(Extracted records)
PR #29277, opened 2023-08-08
CI: use buildjet for process replay

adeebshihadeh:
- [ ] worth it?
- [ ] only move jobs over that are faster
- [x] do forks get charged to us? no
- [x] does fork CI just work? `runs-on` supports expressions, so we can just fallback to the normal GitHub runners
  - [ ] need a test that enforces this,  otherwise it'll break silently

### DIFF
--- a/.github/workflows/setup/action.yaml
+++ b/.github/workflows/setup/action.yaml
@@ -9,11 +9,6 @@ inputs:
     description: 'Whether or not to pull the git lfs'
     required: false
     default: 'true'
-  is_buildjet:
-    description: 'Whether or not this is a buildjet runner'
-    required: false
-    default: 'false'
-
 
 runs:
   using: "composite"
@@ -50,8 +45,8 @@ runs:
         find . -type f -executable -not -perm 755 -exec chmod 755 {} \;
         find . -type f -not -executable -not -perm 644 -exec chmod 644 {} \;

## WHAT THE EXERCISE ASKS
What you give back must match the records word for word.

## SOLUTION TO THIS EXERCISE
PR #29277, opened 2023-08-08
CI: use buildjet for process replay

adeebshihadeh:
- [ ] worth it?
- [ ] only move jobs over that are faster
- [x] do forks get charged to us? no
- [x] does fork CI just work? `runs-on` supports expressions, so we can just fallback to the normal GitHub runners
  - [ ] need a test that enforces this,  otherwise it'll break silently

### DIFF
--- a/.github/workflows/setup/action.yaml
+++ b/.github/workflows/setup/action.yaml
@@ -9,11 +9,6 @@ inputs:
     description: 'Whether or not to pull the git lfs'
     required: false
     default: 'true'
-  is_buildjet:
-    description: 'Whether or not this is a buildjet runner'
-    required: false
-    default: 'false'
-
 
 runs:
   using: "composite"
@@ -50,8 +45,8 @@ runs:
         find . -type f -executable -not -perm 755 -exec chmod 755 {} \;
         find . -type f -not -executable -not -perm 644 -exec chmod 644 {} \;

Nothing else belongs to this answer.